I’m not a fan, as you can probably tell and that attitude is hardening as the Brexit fall out starts to impact me personally. I can’t even take Amelia home to Northern Ireland now without an agricultural health certifcate, a rabies vaccine and a tapeworm treatment. Just another rip-off delivered courtesy of the ‘take back control’ idiots.

If I could round up every politician, advisor and journalist and all their enablers that knowingly lied to convert the UK to an unregulated tax haven to the detriment of ordinary people, I would put them all on a remote barren island and cheerfully wave bye bye.

But I digress…

Or maybe not because I’ve just shown you one of the obstacles you will face on your way to building a foundation of good mental health. The constant barrage of fear loaded, stress brining WTF news!

There’s a line in an ancient poem, ‘The Yoga Sutras’ written around 300AD and it describes the purpose of yoga, the methods of yoga and the essential  philosophy of yoga.

In Chapter 1, there is a line about the obstacles one will encounter on the way to meditation.

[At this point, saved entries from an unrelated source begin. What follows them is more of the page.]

PR #4562, opened 2021-11-19
feat: link implementation

soyuka:
Remains to be done:
- [x] Remove Elasticsearch support with GraphQL (https://github.com/api-platform/core/commit/a625fe7211f877613ca1e971bbe17f7895401acb)
- [x] Convert ApiProperty annotations to attributes through rectorphp
- [x] Convert ApiFilter annotations to ApiResource filters
- [ ] Fix MongoDB


chalasr:
Is this about hypermedia links as specified by PSR-13? How do they differ? Naming seems confusing :)
I hope we can find a different name (`Relation`?) but if we can't, mentioning the difference in the ADR would probably be helpful.

soyuka:
Not really, here it is about defining how URI variables are mapped inside API Platform. For example the URI template `/book/{id}` also needs to explain that `id` is the property `id` of the Book class. When we're in the case of a subresource `/book/{id}/author/{authorId}` we need to add the information that `authorId` is the property `id` of the class Author and that Book and Author are related via the property `author` of the Book class. 

Notes - uri linksk definition api p

Note that we need all these informations as the relation may be done through another property, here the property `book` of the class Author:

Notes - uri linksk definition api p inverse

The above also works for a graphql query like this:

```
{
  books(id: "/books/2") {
    authors {
      edges {
        node {
          id
        }
      }
    }
  }
}
```

soyuka:
Huge work ! Thank you @alanpoulain @vincentchalamon ! Mongodb is the last bit.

“The obstacles are distractions caused by disease, dullness, doubt, carelessness, laziness, craving, delusion, non-attainment of desired objective and unsteadiness.”

This is essentially the same as what gets in our way to building a good foundation of mental health hygiene and practices. That advice, which is a couple of thousand years old is still true. I’ll take each obstacle as mentioned and describe its relevance to you today.

Disease – Of course, there’s Covid 19, but the novel Coronavirus is only just over a year old and the mental health crisis has been ongoing for decades. So let’s not just pin this one on the current focus of global attention. In the context of getting in your way to achieving good mental health, your lack of physical good health matters. How do you look after your physical health? What are you eating? Are you hydrated? Do you exercise? Are you stretching your body?

Your physical health affects your mental health. The two are intertwined. Improving one helps the other. Even if you have a diagnosis that requires medical intervention, there’s always something we ourselves can do to improve our health. We have handed over responsibility for our good health to the medical industry, the pharmaceutical industry, the food industry and our government.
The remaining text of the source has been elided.